Pan et al. (2008) applied an improved iterated greedy algorithm (IIGA) to solve NWFSP. In that paper, they introduced a speed-up method for insert neighborhood and a new heuristic algorithm based on NEH heuristic algorithm. In 2009, Qian et al. (2009) proposed a hybrid differential evolution (HDE) approach with a new local search to solve NWFSP. Tseng and Lin (2010) proposed a hybrid GA (HGA), which hybridizes a GA and a novel local search scheme which combines two local search methods: the Insertion Search (IS) and a novel local search method called the Insertion Search with Cut-and-Repair (ISCR). Samarghandi and ElMekkawy (2012) proposed a hybrid TS and PSO algorithm and utilized a new coding and decoding technique to improve its efficiency. Ding et al. (2015) proposes a Tabu-mechanism improved iterated greedy (TMIIG) algorithm with a Tabu reconstruction strategy which improves the exploitation ability of the algorithm and leads to better performance.

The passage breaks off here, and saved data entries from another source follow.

PR #359, opened 2020-07-10
Delete redundant imports

jeremyschlatter:


googleson78:
Redundant, but only on certain ghcs! I purposefully left them as redundant imports, because I'm not sure whether using CPP to remove redundant imports is worth it.

jeremyschlatter:
Oh, I didn't realize that! In that case I agree, keeping them in seems like the right call.

PR #360, opened 2020-07-10
Small code simplifications

jeremyschlatter:
These are all replacements of the form

    before: fmap f $ x
    after:  f <$> x

Minor change, but feels marginally easier to read to me.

3 Description of the proposed ACO algorithm

In this section, we described the proposed ACO algorithm for the no-wait flowshop scheduling problem. The ACO algorithm is utilized to generate initial scheduling. Then the ACO solutions are improved by using a new local search method. The explanations of these algorithms are as follows:

The ACO meta-heuristics algorithm, was introduced by Colorni et al. (1991) for the first time, and has been successfully applied to a large number of combinatorial optimization problems. This algorithm is inspired by the behavior of real ants in finding the shortest path from a food source to the nest.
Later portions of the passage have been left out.